I see it then. A sheet of semiburned paper someone must have slipped under the door in the last few minutes. I’m fairly certain it’s my letter, but I’m hoping not. My letter should have burned up in the bonfire.
I stare at it as I walk up. Bits of it are gone, but it is a fragment of my letter.
I love you….but that would…make you miserable…do not return my feelings…kindness and distance. We…again…wish you the best…life.
I hear my voice and I am screaming with the horror, “Oh my god, why isn’t this burned up??”
“Oh my god, who brought this to me?!?” That hits me harder. Holy hell, who saw this shit?
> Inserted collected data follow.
Issue #30, opened 2025-04-06
Add evals scaffolding


dcramer:
Some inspo:

https://github.com/cloudflare/agents/blob/main/packages/agents/evals/README.md

https://github.com/neondatabase-labs/mcp-server-neon/tree/shridhar/mcp-sse/src/tools-evaluations

Tentative plan:

- Wire up a basic system prompt
- Connect our MCP to it (likely via stdio)
- Get to building the Eval suite

We can run it manually or automatically depending on cost

Gonna say blocks on #28

PR #32, opened 2025-04-06
Add basic eval scaffolding

dcramer:
Add the following to .env:

- `OPENAI_API_KEY`
- `SENTRY_AUTH_TOKEN`

And then run:

```
pnpm eval:dev
```

Fixes GH-30

### DIFF
--- a/.github/workflows/eval.yml
+++ b/.github/workflows/eval.yml
@@ -1,0 +1,67 @@
+name: CI
+
+on:
+  push:
+    branches: [main]
+  pull_request:
+    branches: [main]
+
+jobs:
+  conditional_check:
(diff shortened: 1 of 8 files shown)


dcramer:
FYI I had to downgrade vitest to 2.x as evalite is broken in 3.x

I will also note that evalite may be a problematic dep. The issue tracker makes it look not super well maintained (theres some pretty basic issues hanging), and its got a number of third party deps that are a little complicated.

A future better solution here probably would be to monorepo this project, and push evalite/etc into its own package so it wont conflict.

dcramer:
This wont yet run correctly in prod til I can setup a bot account on Sentry

PR #38, opened 2025-04-07
feat: React+Tailwind

dcramer:
Swaps our usage to be Vite-based per https://developers.cloudflare.com/workers/vite-plugin/


dcramer:
1) No clue if this is going to work in prod yet. Need to figure out how to test on a new worker.

2) I'm not totally happy w/ the split of code. Might instead do client/shared/worker

package.json
```diff
@@ -2,18 +2,19 @@
...
+    "deploy": "npm exec wrangler deploy",
     "eval": "evalite",
     "eval:ci": "evalite --threshold=100",
     "eval:dev": "evalite watch",
     "format": "biome format --write",
     "lint": "biome lint",
     "lint:fix": "biome lint --fix",
     "inspector": "pnpx @modelcontextprotocol/inspector@latest",
-    "start": "wrangler dev",
+    "start": "vite preview",
```
dcramer: note: rename this to preview, as its not starting a real server

dcramer:
Pushed this into prod and it def works. Will fix tests and merge.

(still need to figure out why CF preview envs are totally non existant)

PR #39, opened 2025-04-09
Expose autofix tools

dcramer:
Adds the `begin_autofix` and `get_autofix_status` tools.

These are not currently streaming (spec doesnt support it), so we're praying that an LLM will be helpful enough to retry or at least inform the user to check back soon.


dcramer:
No streaming response support yet in CF's MCP adapter. I think it should be doable upstream? Maybe?

dcramer:
Not supported in the spec yet

dbworku:
Awesome!! I was just asking Indragie about this yesterday. Thanks @dcramer

dcramer:
@dbworku fwiw it only semi-works - mostly because autofix takes a few minutes to run, the agents tend to get bored waiting that long and try to do their own thing

ill record a video and publish later tonight, but here was a quick example of me cheating the system

https://x.com/zeeg/status/1914801436480954697

the workflow of its quite nice if you could solve for the streams/delay (just not doable yet)

PR #47, opened 2025-04-13
Various tool improvements

dcramer:


dcramer:
Our evals dont run in true agent mode, so in a production use case the LLM would likely have re-queried, but because we want optimal responses its worth fixing this behavior.

PR #56, opened 2025-04-17
Implement monorepo

### LINKED ISSUE #52: Monorepo
Let's split this into a monorepo so we can cleanly enable at least two or three core packages:

- mcp server
- cloudflare worker
- web application (e.g. the home page)

The mcp server should provide a binary which runs the stdio server.

If splitting the web app from the worker is too complex thats fine.

dcramer:
Migrate to a monorepo so we can cleanly release the MCP server without including the Cloudflare and Web components.

There are two core known issues unresolved:

- The `sentry-mcp` bin does not effectively correctly transpile (#64)
- The docker build has issues building (#65)

Fixes #52


dcramer:
There's one remaining issue afaict:

the `bin` file for the stdio interface doesnt manage transpilation effectively

it looks for the literal raw import, which is extensionless

dcramer:
Honestly I may merge this even without this fix as its the same behavior as today. We just cant release it yet.

dcramer:
Docker build is broken and I have no idea how to resolve it, as the lockfile has arch specific pins

f9643 (approved):

f9643 (approved):

PR #61, opened 2025-04-18
feat: Add an eval for list_tags

dcramer:


dcramer:
Was hoping this would flush out a mistake that Copilot made (where it didnt actually pass in the org slug), but what can you do.

PR #131, opened 2025-04-29
Add default Sentry DSN for stdio dist

dcramer:


dcramer:
This will give us vis into stdio distribution errors

PR #137, opened 2025-05-01
Enable HTTP Streamable support from MCP/Agents SDK

codyde:
Adding support for Cloudflare / MCP [Streamable HTTP](https://modelcontextprotocol.io/specification/2025-03-26/basic/transports#streamable-http)

/sse is kept for backwards compatibility 
/mcp should be used when possible, as new clients support it


dcramer:
Need to look into whats up with types here. EIther 1) somethings wrong in Sentry's wrapper, or 2) somethings wrong in Cloudflare's SDK, or 3) somethings wrong in our ability to write code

“I don’t know why I found it. I never knew it was a love letter.” HIS voice. From the outside of my hotel room. He is standing in the hallway by my door.
“Of course you found it.” I slide down the door in dread. “Oh course, you did.”
“It came to me, Jules.” No, his voice is down here. He’s leaning on the other side of the door, this cheap thin door that doesn’t feel as solid now that I am listening through it.
“It was so many years ago.”
“You’re the one hiding in your room.”
“I don’t belong here. Ry. I was so happy to be included that I didn’t think about how I’d feel going backwards.”
“How is a wedding going backwards?” His tone accuses me of stupidity.
“I’ve made a life that doesn’t include anyone here…I don’t think it could.”
“Then you should have turned it down and stayed away, like you always did.” His voice is moving, irritated and dismissive, as he stands.
“Ry! Why did you bring this letter to me?” I scramble to open the door enough to see him as I lean against the doorframe.
He turns and looks down at me. Confused, drunk, a little tired. “I guess I hoped you’d grown.” He turns and takes a step away.
For the first time, I react, not in anger, but in my own truth, “I did grow. I just grew in a different direction.”
He never turns. The only sign he heard is the noticeable shrug of his shoulder and the pause in his stride. I watch my first love walk away from me, for good this time. After all this time, I can finally accept he never felt anything for me; and that relieves me. I stare at the elevator doors for a long while.
“I need bubbles.” That’s when I notice; he left an offering. “Fuck the glass.”
I start drinking a near full bottle, laughing at the texts my friends back home are sending me. New York City life, not a soul has a car. The party and people and the past recede until I nod off in the doorway.
The next morning everything hurts. The empty bottle and dead cell phone are all tucked underneath me, an uncomfortable bed. I find the remains of the letter cluthced in my hand:
I love you…and…wish you the best…life.